Step 3: Define attributes
Convert the entities into tables, where columns represent relevant attributes and rows contain data for each entity instance. Take the job application entity, for example; each row represents a candidate’s details applied for the job, while attributes like job_id, role_name, post_date, location, salary, and employer_id represent columns in that table.
Step 4: Establish relationships
We identified some general links between the entities in previous steps. Now, we need to clearly define the relationships among them. These relationships show how different entities of an application interact with each other.
One-to-one relationship: Take employer_id attribute, for instance, an employer will have only one id, and each id belongs to a single employer. So, they are in a one-to-one relationship.
One-to-many relationship: In this case, one entity is linked to multiple entities. That is, an employer can post several job postings.
Many-to-many relationship: A single candidate can apply to many job_ids, and each job_id can receive multiple candidate applications. Hence, they are in a many-to-many relationship.
Once the relationships between entities are identified, the next task is to determine the primary and foreign keys. Primary column of a table uniquely identifies each row in a table and if this column appears in another table, it becomes a foreign key for that table. These keys are required to build the specified relationship between tables.
Step 5: Create a Logical data model
A logical data model represents the identified entities and established relationships with the help of ERDs or UML diagrams.
Here is a sample ERD representing one-to-many relationship between job posting and employer entities.
Step 6: Physical data model
Convert the logical structures obtained in the earlier steps into a physical model using a database querying language like SQL. This step also involves connecting the database to various data sources if needed.

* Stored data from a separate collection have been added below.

PR #11, opened 2019-10-24
[verilog] Extend section on comments with header-style

msfschaffner:
This PR adds guidance on how header-style comments should look like in SystemVerilog.

### DIFF
--- a/VerilogCodingStyle.md
+++ b/VerilogCodingStyle.md
@@ -797,6 +797,71 @@ endmodule : foo
 localparam bit ValBaz = 1;  // This comment describes the item to the left.
 ```
 
+It can sometimes be useful to structure the code using header-style comments in
+order to separate different functional parts (like FSMs, the main datapath or
+registers) within a module. In that case, the preferred style is a single-line
+section name, framed with `//` C++ style comments as follows:
+
+```systemverilog
+module foo;
+
+  ////////////////
+  // Controller //
+  ////////////////
+  ...
+
+  ///////////////////////
+  // Main ALU Datapath //
+  ///////////////////////
+  ...
+
+endmodule : foo
+```
+
+If the designer would like to use comments to mark the beginning/end of a
+particular section for better readability (e.g. in nested for loop blocks), the
+preferred way is to use a single-line comment with no extra delineators, as
+shown in the examples below.
+
+&#x1f44d;
+```systemverilog {.good}
+// begin: iterate over foobar
+for (...) begin
+...
+end
+// end: iterate over foobar
+```
+
+&#x1f44d;
+```systemverilog {.good}
+for (...) begin // iterate over foobar
+...
+end // iterate over foobar
+```
+
+&#x1f44e;
+```systemverilog {.bad}
+//-------------------------- iterate over foobar -------------------------------
+for (...) begin
+...
+end
+//-------------------------- iterate over foobar -------------------------------
+```
+
+&#x1f44e;
+```systemverilog {.bad}
+///////////////////////////////
+// begin iterate over foobar //
+///////////////////////////////
+for (...) begin
+...
+end
+///////////////////////////////
+// end iterate over foobar   //
+///////////////////////////////
+```
+
+
 ### Declarations
 
 ***Signals must be declared before they are used. This means that


VerilogCodingStyle.md
```diff
@@ -797,6 +797,36 @@ endmodule : foo
...
+```
+
+If the designer would like to use comments to mark the beginning/end of a
+particular section for better readability (e.g. in nested for loop blocks), the
+preferred way is to use a single-line comment:
+
+```
+// begin: section
+...
+// end: section
```
imphil: I'm not sure I fully understand that one. Is "section" meant to be replaced by something, or the whole thing, or is section a keyword?

msfschaffner: yes this can be replaced freely, should I change to `<my section id>` or similar ?

imphil: so people are expected to use `begin: my_fsm` or `begin: a awesome code block`? (so an ID, or a description?) Maybe just use an example instead of "section".

msfschaffner: they are not expected to do that on every block, only if they feel that it helps to read the code.

in case they want to add such comments, however, they should use single-line comments similar to the ones shown, without other fancy delineators inside the comment.

let me rephrase this.

msfschaffner:
Ok I added some examples. Let me know if you have other suggestions or feel that one of them is too restrictive.

martin-lueker:
LGTM.   (Is it poor form to volunteer a review?)

asb:
> LGTM. (Is it poor form to volunteer a review?)

Not at all, it's much appreciated.

VerilogCodingStyle.md
```diff
@@ -797,6 +797,70 @@ endmodule : foo
...
+It can sometimes be useful to structure the code using header-style comments in
+order to separate different functional parts (like FSMs, the main datapath or
+registers) within a module. In that case, the preferred style is as follows:
+
+```systemverilog
+module foo;
+
+  ////////////////
+  // Controller //
+  ////////////////
```
sjgitty: I think personally it is OK to also "standardize" on more simple forms of this, such as

```
//////////////
// Controller
```
If people feel like they have to follow this style to the letter, they'll hate the
need to count their slashes, even with guidance from their editor. MO

martin-lueker: Hi Scott.   I agree with hating to count anything, but isn't the original point of this all to squelch individuality in comments?  If we must have such guidelines, I personally would prefer them to be clear and easy to understand.   Perhaps make the style guide clear, and then as an organization discourage excessive nitpicky-ness in enforcement?

msfschaffner: I agree, let me add a couple of permissible variations.

msfschaffner:
Ok, I added a few more examples that are permissible. PTAL...

VerilogCodingStyle.md
```diff
@@ -797,6 +797,92 @@ endmodule : foo
...
+  ///////////////////////////////////////////////////////
+  ...
+
+  ///////////////////////////////////////////////////
+  // It is ok to omit the slashes on the right side
+  ///////////////////////////////////////////////////
+  ...
+
+  case (...)
+    /////////////////////////////////////////
```
eunchan: I feel this should be just a comment. Use of subheadings should be restrictive and not over used.

VerilogCodingStyle.md
```diff
@@ -797,6 +797,92 @@ endmodule : foo
...
+```systemverilog
+//-------------------------- iterate over foobar -------------------------------
+for (...) begin
+...
+end
+//-------------------------- iterate over foobar -------------------------------
+```
+
+&#x1f44e;
+```systemverilog
```
eunchan: Let's not recommend this nor permitted.

VerilogCodingStyle.md
```diff
@@ -797,6 +797,92 @@ endmodule : foo
...
+  ///////////////////////
+  ...
+
+  ///////////////////////////////////////////////////////
+  // Complicated part of the design that warrants some //
+  // more description in the header comment            //
+  ///////////////////////////////////////////////////////
+  ...
+
+  ///////////////////////////////////////////////////
```
eunchan: Will we allow the mismatch of length in this line and the actual heading sentence?

VerilogCodingStyle.md
```diff
@@ -797,6 +797,92 @@ endmodule : foo
...
+  // Controller //
+  ////////////////
+  ...
+
+  ///////////////////////
+  // Main ALU Datapath //
+  ///////////////////////
+  ...
+
+  ///////////////////////////////////////////////////////
```
eunchan: If description is needed, it should be a separate comment below the subheading in my opinion.

VerilogCodingStyle.md
msfschaffner: I would say yes because then you can play with the separator width, even if the text inside the heading is super short.

VerilogCodingStyle.md
msfschaffner: other opinions? I do not feel super strong about this, but have used it in the past...

VerilogCodingStyle.md
msfschaffner: it is actually not permitted (the `&#x1f44e;` is a thumbs down symbol)

VerilogCodingStyle.md
```diff
@@ -797,6 +797,92 @@ endmodule : foo
...
+```
+
+&#x1f44d;
+```systemverilog
+for (...) begin // iterate over foobar
+...
+end // iterate over foobar
+```
+
+&#x1f44e;
```
msfschaffner: this one is also an example which would not be permitted under this style guide...

VerilogCodingStyle.md
msfschaffner: other opinions? I am fine both with keeping or removing it..

eunchan:
```
//////////////////
// Main Heading //
//////////////////
// Description: blah blah
//     extended descriptions.
```

VerilogCodingStyle.md
eunchan: So.. For instance, this is allowed.

```
////////////////////////////////////////////
// It is ok to omit slashes
////////////////////////////////////////////
```

VerilogCodingStyle.md
eunchan: I felt it is enough to

```
  case (...)
    // This is ok as well, e.g. in order to
    // describe what an FSM state does in a
    // switch-case statement
    SomeState: begin
```

VerilogCodingStyle.md
eunchan: Oh... there's slight differences between below and above.. `1f44d` and `1f44`**e**

VerilogCodingStyle.md
msfschaffner: yes this would be allowed

VerilogCodingStyle.md
msfschaffner: sure, we can do that.

VerilogCodingStyle.md
```diff
@@ -797,6 +797,92 @@ endmodule : foo
...
+endmodule : foo
+```
+
+If the designer would like to use comments to mark the beginning/end of a
+particular section for better readability (e.g. in nested for loop blocks), the
+preferred way is to use a single-line comment with no extra delineators, as
+shown in the examples below.
+
+&#x1f44d;
+```systemverilog
```
sjgitty: @msfschaffner can you append ` {.good}` to this? it renders green on some viewers (though not yet on github). See other sections of this document for example

VerilogCodingStyle.md
```diff
@@ -797,6 +797,92 @@ endmodule : foo
...
+// begin: iterate over foobar
+for (...) begin
+...
+end
+// end: iterate over foobar
+```
+
+&#x1f44d;
+```systemverilog
```
sjgitty: ditto `{.good}`

VerilogCodingStyle.md
```diff
@@ -797,6 +797,92 @@ endmodule : foo
...
+for (...) begin // iterate over foobar
+...
+end // iterate over foobar
+```
+
+&#x1f44e;
+```systemverilog
```
sjgitty: ditto except `{.bad}`

VerilogCodingStyle.md
sjgitty: ditto `{.bad}`

VerilogCodingStyle.md
sjgitty: Actually, I think it is fine to keep this since it does say "header-style comments"
in "different functional parts". Not just any standard comment. Fine to standardize
here as much as possible.

VerilogCodingStyle.md
sjgitty: yeah, this is aimed at a particular case: section breaks; not the general case
of commenting code.

msfschaffner: ok I'll remove this.

VerilogCodingStyle.md
msfschaffner: ok will remove it

VerilogCodingStyle.md
msfschaffner: Ok I remove this as well to standardize it as much as possible.

VerilogCodingStyle.md
msfschaffner: jep ;)

msfschaffner:
Ok, another round up for review.

VerilogCodingStyle.md
vogelpi: I am also with Martin here. I would prefer to agree on one single style.

VerilogCodingStyle.md
```diff
@@ -797,6 +797,76 @@ endmodule : foo
...
+  ////////////////
+  ...
+
+  ///////////////////////
+  // Main ALU Datapath //
+  ///////////////////////
+  ...
+
+  //////////////////////////////////////////////////////////////////////////////
+  //        It is ok to play with the width of the comment like this          //
```
asb: I don't see any advantage in allowing this variant. It doesn't save people work, it reduces uniformity, and it just opens up the possibility of the text being misaligned etc.

msfschaffner: ok good I restrict it to one single style.

msfschaffner:
Thanks for your comments, seems like we converged on this one. I continue and merge this in now.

To connect with external sources, you might need to point to them in your application code.
If you are designing your own database, you’ll need to create internal tables and schema, as shown below.
create table employer (
employer_id int primary key,
emp_name varchar(40),
emp_email varchar(40),
job_id int,
foreign key (job_id) references jobPosting(job_id)
);
create table candidate(
candidate_id int primary key,
candidate_name varchar(40),
candidate_email varchar(40),
candidate_ph_no INT,
candidate_resume TEXT,
);
create table jobPosting (
job_id int primary key,
job_role varchar(40),
location varchar(40),
salary int,
post_date DATE,
recruiter_id int,
foreign key recruiter_id_id references employer(employer_id),
);
create table job_application (
application_id int primary key,
application_date DATE,
job_id int,
jobSeeker_id INT,
foreign key (job_id) references jobPosting(job_id),
foreign key (jobSeeker_id) references candidate(candidate_id)
);
Conclusion
In today’s data-rich world, it has become a necessity for developers to understand data modeling to efficiently create software applications that work with data. It also bridges the gap between business users and tech professionals, helping them collaborate to effectively utilize the organizational data.
So, follow the steps mentioned in this article to create a robust data model that organizes your data and enhances its impact on your business and software applications.
FAQ on Data Modeling
Is data modeling an ETL?
No, data modeling is the design of how data is stored and accessed, while ETL involves collecting data from various sources, transforming it, and loading it to the destination.
What are the four approaches to data modeling?
The four common approaches to data modeling are hierarchical, relational, entity-relationship, and graph.
What are the three basic data modeling techniques?
Conceptual, logical, and physical data models discussed in this blog are the three basic data modeling techniques.